WHAT THE TASK REQUIRES -> Report every line of the records that contains the word "tcZPos".

Collected data ->
Segment Open

PR #839, opened 2026-04-17
[FIX] Update toolchange positioning mode

kieraneglin:
This change is related to [this comment/thread](https://forum.sienci.com/t/fixed-location-tool-change-issue-soft-limits/9421/56?u=keglin) on the forums.

I've gone through the auto toolchange/probe tool length routines and identified some potential issues. I've highlighted those along with some questions in `automaticToolchange.tsx`. Any comments on that file also apply to `probeToolLength.tsx` but the files are so similar that I didn't want to repeat myself

---

⚠️ I have only tested this in a grblHAL sim. I have not tested this on a real machine ⚠️


src/app/src/wizards/automaticToolchange.tsx
```diff
@@ -21,25 +21,20 @@
...
+	const tcZPos = Math.abs(tcPosition.z);
 
-	//const curZPos = Math.abs(Number(get(state, 'controller.mpos.z')));
-	const position = store.get("workspace.toolChangePosition");
-	const curZPos = Math.abs(position.z);
-
-	return (maxZTravel - curZPos - 2).toFixed(3);
+	// leave 2mm of buffer to ensure we don't hit the max travel limit and cause a hard stop
+	return (maxZTravel - tcZPos - 2).toFixed(3);
 };
```
kieraneglin, line 38: - `_zProbeDistance` was unused so I removed it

Segment Closed

RESPONSE ->
+	const tcZPos = Math.abs(tcPosition.z);
+	return (maxZTravel - tcZPos - 2).toFixed(3);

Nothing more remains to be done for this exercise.